Disgraced former House Majority Leader Tom DeLay (R-TX) offered up a few words of solace for Texas Governor Rick Perry, following Perry’s indictment by the same office that DeLay once faced nine years ago, reports Politico.
While speaking with the folks on Fox and Friends Monday, DeLay said that “this is what they do, this is how they intimidate the elected officials in the state legislature and the governor and around the state. If you say anything bad or against this office, they’ll go after you.”
Delay made his comments after Perry was indicted on Friday on two felony charges regarding abuse of power.

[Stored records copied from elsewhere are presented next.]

PR #1360, opened 2016-07-11
Unbreak building httputil on OpenBSD

jasperla:
This effectively allows for building git-lfs on OpenBSD.

### DIFF
--- a/httputil/certs_openbsd.go
+++ b/httputil/certs_openbsd.go
@@ -1,0 +1,8 @@
+package httputil
+
+import "crypto/x509"
+
+func appendRootCAsForHostFromPlatform(pool *x509.CertPool, host string) *x509.CertPool {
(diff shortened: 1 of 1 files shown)


ttaylorr:
I'm glad that this fixes building LFS on OpenBSD. I just have one comment:

So that we don't break building on other platforms, you might consider adding a `+build` flag to the top of the `httputil/certs_openbsd.go` file that you added, signaling Go to only build this file on the `openbsd` platform. Your file would then look like:

```go
// +build openbsd

package httputil

// ...
```

Other than that, 👍

ttaylorr:
Ah, I totally forgot about [build suffixes](https://golang.org/pkg/go/build/). LGTM!

jasperla:
Thanks for the quick merge!

PR #1361, opened 2016-07-11
travis-ci: add a build job to test against upcoming versions of Git

larsxschneider:
The Git source version is defined by the variables GIT_SOURCE_REPO and
GIT_SOURCE_BRANCH (which can also be a Git hash). The Git source is
checked out, compiled, and installed on the Travis CI Linux machine.
Afterwards all Git-LFS tests are executed against the this Git version.

This setup helps to test features that depend on changes in the
development branches of Git and Git-LFS.

### DIFF
--- a/.travis.yml
+++ b/.travis.yml
@@ -10,12 +10,25 @@ os:
 env:
   global:
     - GIT_LFS_TEST_DIR="$HOME/git-lfs-tests"
+    - GIT_SOURCE_REPO="https://github.com/git/git.git"
+    - GIT_SOURCE_BRANCH="next"
 
 matrix:
   fast_finish: true
   allow_failures:
     - os: osx
+    - env: git-from-source
   include:
+    - env: git-from-source
+      os: linux
+      before_script:
+        - >
+          git clone $GIT_SOURCE_REPO git-source;
+          cd git-source;
+          git checkout $GIT_SOURCE_BRANCH;
+          make --jobs=2;
+          make install;
+          cd ..;
     - env: git-latest
       os: linux
       addons:


ttaylorr:
Cool!

larsxschneider:
Oops.. that was fast :-) - I was offline for a bit and couldn't check the Travis CI result, yet.
Apparently the test run fails with exit code 1 although all integration tests return OK:
https://travis-ci.org/github/git-lfs/jobs/143974381

Do you see what is going on?

ttaylorr:
I do not see any reason that the `script/integration` would be `exit 1`-ing in this case. It shouldn't be too big of a deal for now, since the `git@next` stuff isn't in a required build, but it would still be nice to have an accurate build status.

Maybe modify `script/integration` to run with `set -x` to get a closer look at what's going on?

larsxschneider:
There is no test "pull zero len file" in your Travis CI build:
https://travis-ci.org/github/git-lfs/jobs/143974381

... apparently this test fails in my own fork (both use the Git "next" branch):
https://travis-ci.org/larsxschneider/git-lfs/jobs/143974380

This might even be a problem with Git "next"... I tried the exact hash from Git 2.9 and all tests pass (on my fork):
https://travis-ci.org/larsxschneider/git-lfs/jobs/143974721

Questions:
(1) Why is a test missing in Travis CI?
(2) What Git branch should we test against by default? "next" or "master"?

larsxschneider:
@technoweenie @ttaylorr :
Oh oh:
I changed the Git from source to build Git 2.9 and it works: https://github.com/github/git-lfs/pull/1362
https://travis-ci.org/github/git-lfs/jobs/144080704

However, the regular Travis build fails because Git was updated to 2.9.1 last night:
https://travis-ci.org/github/git-lfs/jobs/144080705

... and the test case "test: pull zero len file ..." brakes

PR #1371, opened 2016-07-13
Handle artifactory responses

ttaylorr:
This pull-request rejects pushes with actions that have size less than zero bytes, as according to the spec changes.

Nine years ago, the same unit that is now investigating Perry took up issue with DeLay, charging him with money laundering and conspiracy relating to his 2002 fundraising campaign.
“For 9 years I’ve been warning the Republicans that if they don’t reform this unit and put on a statewide basis with the Attorney General that they could be next, and here we go, Rick Perry was next.”
He added that he had been “totally exonerated” last year, but he was still waiting for a ruling from the Court of Criminals Appeals. Currently, the Travis County-based Public Integrity Unit is a local unit with a statewide jurisdiction; officials within the unit are elected on a local level.
While there have been some criticisms aimed at the indictment in recent days, the issue stems from Perry’s open threat — and then use of — a line-item veto to try and force Rosemary Lehmberg out of office. Lehmberg, who spent time in jail following a DUI charge, said that she would not run again but refused to step down.
Perry then attempted to bully her out of office by cutting funding for the office that she ran, which lead to a government watchdog group filing against Perry.
He was indicted on charges of abusing his authority on Friday.
“I think it’s totally unconstitutional,” DeLay said, “A locally elected district attorney has statewide jurisdiction and it needs to be changed. These people for 30 years have been doing this to their enemies.”
DeLay is a fine one to complain about using and abusing investigative agencies. Back in 2003, when he was House Majority Leader, DeLay led the Republican redistricting charge in Texas.
In order to prevent the State House from establishing a quorum and passing the redistricting plan, several Democratic congresspeople took flight to Oklahoma, prompting DeLay to get involved.
For five days, DeLay abandoned his duty as House Majority Leader, his staff convincing the FAA to try and locate the planes on which the Democrat legislators had fled. He also tried to involve the FBI, who dismissed him. A report by the Department of Transportation found that a total of 13 employees had spent more than 8 hours looking for the planes.
He was later admonished by the U.S. House Ethics Board.